==== RECORDS PROVIDED
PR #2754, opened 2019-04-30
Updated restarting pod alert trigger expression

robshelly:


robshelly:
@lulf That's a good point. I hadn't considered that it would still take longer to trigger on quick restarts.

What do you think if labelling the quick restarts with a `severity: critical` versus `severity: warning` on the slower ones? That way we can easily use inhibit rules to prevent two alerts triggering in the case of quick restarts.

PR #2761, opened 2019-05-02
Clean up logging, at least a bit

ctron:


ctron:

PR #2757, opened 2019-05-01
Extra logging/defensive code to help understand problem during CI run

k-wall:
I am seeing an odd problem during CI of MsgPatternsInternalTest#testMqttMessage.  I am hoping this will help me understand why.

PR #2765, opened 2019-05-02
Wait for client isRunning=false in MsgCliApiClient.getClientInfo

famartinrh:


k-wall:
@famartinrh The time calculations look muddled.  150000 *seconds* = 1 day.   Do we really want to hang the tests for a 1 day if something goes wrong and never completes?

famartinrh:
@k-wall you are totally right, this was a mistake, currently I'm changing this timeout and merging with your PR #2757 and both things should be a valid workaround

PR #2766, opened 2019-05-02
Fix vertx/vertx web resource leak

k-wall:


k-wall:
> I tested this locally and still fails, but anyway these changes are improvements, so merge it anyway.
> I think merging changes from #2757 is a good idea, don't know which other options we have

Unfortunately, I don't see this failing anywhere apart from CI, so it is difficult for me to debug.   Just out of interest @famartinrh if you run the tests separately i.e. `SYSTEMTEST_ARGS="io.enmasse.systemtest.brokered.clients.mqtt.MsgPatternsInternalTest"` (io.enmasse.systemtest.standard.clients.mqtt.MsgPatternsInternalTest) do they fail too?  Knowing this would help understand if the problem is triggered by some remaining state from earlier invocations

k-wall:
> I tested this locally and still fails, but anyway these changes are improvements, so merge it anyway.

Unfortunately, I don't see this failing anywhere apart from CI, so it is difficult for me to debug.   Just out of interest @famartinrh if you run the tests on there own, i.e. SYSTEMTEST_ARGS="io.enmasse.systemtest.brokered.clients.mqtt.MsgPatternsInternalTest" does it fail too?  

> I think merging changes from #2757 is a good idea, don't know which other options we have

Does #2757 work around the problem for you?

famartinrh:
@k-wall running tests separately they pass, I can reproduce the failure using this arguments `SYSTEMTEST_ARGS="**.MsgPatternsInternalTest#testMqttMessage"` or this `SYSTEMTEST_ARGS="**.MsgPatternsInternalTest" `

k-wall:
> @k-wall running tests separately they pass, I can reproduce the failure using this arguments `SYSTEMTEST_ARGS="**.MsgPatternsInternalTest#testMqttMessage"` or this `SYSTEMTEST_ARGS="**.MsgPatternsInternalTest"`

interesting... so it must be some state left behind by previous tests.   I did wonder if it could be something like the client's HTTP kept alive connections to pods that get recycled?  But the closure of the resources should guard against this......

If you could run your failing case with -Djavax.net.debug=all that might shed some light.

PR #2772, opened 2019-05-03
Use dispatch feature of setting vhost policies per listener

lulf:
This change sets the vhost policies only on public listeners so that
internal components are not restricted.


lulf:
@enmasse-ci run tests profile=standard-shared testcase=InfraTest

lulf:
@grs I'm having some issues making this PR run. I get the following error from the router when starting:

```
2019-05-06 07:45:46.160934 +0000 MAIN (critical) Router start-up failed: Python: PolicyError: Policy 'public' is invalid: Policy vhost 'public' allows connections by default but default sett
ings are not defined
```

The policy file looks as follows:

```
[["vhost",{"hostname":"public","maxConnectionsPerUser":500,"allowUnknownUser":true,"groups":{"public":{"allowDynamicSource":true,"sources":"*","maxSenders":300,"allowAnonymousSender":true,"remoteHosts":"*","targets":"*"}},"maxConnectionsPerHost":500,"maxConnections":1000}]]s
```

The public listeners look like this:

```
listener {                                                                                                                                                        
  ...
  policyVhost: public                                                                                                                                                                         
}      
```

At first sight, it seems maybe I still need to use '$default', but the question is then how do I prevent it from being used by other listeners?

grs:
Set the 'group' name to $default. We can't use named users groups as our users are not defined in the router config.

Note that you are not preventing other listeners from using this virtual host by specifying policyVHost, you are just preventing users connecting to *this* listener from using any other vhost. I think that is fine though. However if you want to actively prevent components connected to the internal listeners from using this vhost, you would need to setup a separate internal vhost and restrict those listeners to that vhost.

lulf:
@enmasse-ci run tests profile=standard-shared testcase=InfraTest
========
==== RECORDS PROVIDED
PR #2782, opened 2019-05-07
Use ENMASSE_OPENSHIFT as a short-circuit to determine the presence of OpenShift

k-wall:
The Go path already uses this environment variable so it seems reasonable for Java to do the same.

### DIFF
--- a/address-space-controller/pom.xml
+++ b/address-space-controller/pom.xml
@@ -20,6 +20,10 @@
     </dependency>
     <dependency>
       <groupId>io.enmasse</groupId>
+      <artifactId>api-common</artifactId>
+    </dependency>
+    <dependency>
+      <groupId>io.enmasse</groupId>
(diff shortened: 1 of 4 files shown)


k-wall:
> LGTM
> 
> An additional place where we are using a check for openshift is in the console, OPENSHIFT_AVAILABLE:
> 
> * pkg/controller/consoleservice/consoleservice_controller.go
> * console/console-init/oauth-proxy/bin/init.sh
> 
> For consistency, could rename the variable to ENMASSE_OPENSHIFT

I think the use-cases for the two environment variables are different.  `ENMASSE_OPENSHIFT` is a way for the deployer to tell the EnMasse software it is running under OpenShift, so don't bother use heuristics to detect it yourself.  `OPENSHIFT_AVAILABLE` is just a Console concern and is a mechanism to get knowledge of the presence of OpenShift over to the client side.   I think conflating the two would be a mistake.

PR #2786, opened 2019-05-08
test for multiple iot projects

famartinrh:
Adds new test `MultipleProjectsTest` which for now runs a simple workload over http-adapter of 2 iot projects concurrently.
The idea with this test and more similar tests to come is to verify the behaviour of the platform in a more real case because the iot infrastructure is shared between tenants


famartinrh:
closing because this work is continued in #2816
========
Look above for the line with "The idea with" and the line with "closing because this", and reproduce exactly those two lines plus every line between, nothing more.

The idea with this test and more similar tests to come is to verify the behaviour of the platform in a more real case because the iot infrastructure is shared between tenants


famartinrh:
closing because this work is continued in #2816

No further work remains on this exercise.